▸ **INSTRUCTIONS FOR THE TASK**: How many lines of the records below contain the word "anand"? Answer with the number alone.

▸ **EXERCISE MATERIAL**:
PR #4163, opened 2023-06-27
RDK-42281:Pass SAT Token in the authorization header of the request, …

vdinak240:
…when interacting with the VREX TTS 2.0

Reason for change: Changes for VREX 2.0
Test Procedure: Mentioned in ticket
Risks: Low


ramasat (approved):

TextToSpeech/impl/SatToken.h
--
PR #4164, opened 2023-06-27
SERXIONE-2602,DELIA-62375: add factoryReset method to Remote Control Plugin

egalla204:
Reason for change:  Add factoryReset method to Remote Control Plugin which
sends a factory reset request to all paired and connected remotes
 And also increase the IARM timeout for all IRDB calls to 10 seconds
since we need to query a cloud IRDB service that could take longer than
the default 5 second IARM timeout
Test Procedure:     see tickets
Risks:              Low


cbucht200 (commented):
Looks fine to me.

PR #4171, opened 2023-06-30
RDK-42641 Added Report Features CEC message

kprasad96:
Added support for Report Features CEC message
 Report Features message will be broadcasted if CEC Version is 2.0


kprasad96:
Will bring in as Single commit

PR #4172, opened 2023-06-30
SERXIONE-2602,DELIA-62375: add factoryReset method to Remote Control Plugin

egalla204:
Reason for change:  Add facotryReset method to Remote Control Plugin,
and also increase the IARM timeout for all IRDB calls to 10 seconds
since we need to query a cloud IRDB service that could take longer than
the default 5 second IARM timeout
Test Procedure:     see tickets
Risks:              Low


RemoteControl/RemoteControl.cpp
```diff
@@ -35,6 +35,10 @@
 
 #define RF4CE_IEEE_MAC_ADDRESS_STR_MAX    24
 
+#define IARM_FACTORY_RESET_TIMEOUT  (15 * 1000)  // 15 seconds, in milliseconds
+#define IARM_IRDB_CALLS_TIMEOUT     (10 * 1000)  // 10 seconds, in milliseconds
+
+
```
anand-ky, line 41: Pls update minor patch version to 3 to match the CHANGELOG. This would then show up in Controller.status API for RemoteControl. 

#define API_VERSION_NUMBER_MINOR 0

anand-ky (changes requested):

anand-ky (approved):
---
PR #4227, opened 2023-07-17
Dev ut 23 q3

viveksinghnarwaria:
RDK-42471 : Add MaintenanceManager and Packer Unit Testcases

▸ **TASK RESULT**: 3